Records contained in a dataset
Start of Block
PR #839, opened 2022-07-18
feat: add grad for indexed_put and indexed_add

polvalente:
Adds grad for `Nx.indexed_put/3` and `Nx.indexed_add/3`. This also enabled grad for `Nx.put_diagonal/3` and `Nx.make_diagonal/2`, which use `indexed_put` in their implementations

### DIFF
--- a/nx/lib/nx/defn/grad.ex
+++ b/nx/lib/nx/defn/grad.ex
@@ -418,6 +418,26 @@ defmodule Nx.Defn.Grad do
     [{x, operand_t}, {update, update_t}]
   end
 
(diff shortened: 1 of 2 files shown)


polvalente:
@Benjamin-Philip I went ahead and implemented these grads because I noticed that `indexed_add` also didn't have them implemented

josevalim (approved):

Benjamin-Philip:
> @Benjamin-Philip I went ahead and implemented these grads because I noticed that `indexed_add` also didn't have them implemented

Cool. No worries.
End of Block
Start of Block
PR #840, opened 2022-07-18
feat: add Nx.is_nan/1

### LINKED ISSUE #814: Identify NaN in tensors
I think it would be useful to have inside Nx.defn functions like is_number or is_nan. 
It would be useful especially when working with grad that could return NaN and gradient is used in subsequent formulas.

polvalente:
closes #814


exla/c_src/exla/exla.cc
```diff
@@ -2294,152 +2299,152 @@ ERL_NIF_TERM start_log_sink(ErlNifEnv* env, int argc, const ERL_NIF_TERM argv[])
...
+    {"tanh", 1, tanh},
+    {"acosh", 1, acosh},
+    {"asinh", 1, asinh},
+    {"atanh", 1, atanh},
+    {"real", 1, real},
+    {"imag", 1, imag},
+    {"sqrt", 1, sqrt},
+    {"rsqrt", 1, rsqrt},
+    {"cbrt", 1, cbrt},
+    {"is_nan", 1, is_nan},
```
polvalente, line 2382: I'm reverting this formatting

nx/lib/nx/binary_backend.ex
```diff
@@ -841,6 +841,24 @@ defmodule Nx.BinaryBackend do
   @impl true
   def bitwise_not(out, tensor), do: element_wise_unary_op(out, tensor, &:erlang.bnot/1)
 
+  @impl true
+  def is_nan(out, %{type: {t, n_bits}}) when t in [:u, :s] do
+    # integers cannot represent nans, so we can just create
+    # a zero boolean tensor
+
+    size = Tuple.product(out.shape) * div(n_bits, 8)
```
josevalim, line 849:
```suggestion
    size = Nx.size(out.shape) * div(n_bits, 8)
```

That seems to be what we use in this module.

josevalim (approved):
End of Block
→ Directions for this task
Scan the data above for the string "useful". Copy every line in which it appears.

→ Answer to this problem
I think it would be useful to have inside Nx.defn functions like is_number or is_nan. 
It would be useful especially when working with grad that could return NaN and gradient is used in subsequent formulas.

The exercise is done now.